INFORMATION SUPPLIED:
Issue #176, opened 2018-08-23
Unix-like OS support


andrew-boyarshin:
Thanks to the latest work on Unix-like OS support, we now have working SolutionReader and ProjectReference reader. I am afraid that's not the end.

```
warn AssemblyInfo file '/home/andrew/dev/NAudio/NAudio/Properties\AssemblyInfo.cs' not found
```
Well, you see the issue. File exists but not found. We need to make sure to call slash conversion routine everywhere we work with paths.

WHAT IS BEING ASKED: Restate the whole listing word for word so that no line differs from the original.

WRITTEN RESPONSE:
Issue #176, opened 2018-08-23
Unix-like OS support


andrew-boyarshin:
Thanks to the latest work on Unix-like OS support, we now have working SolutionReader and ProjectReference reader. I am afraid that's not the end.

```
warn AssemblyInfo file '/home/andrew/dev/NAudio/NAudio/Properties\AssemblyInfo.cs' not found
```
Well, you see the issue. File exists but not found. We need to make sure to call slash conversion routine everywhere we work with paths.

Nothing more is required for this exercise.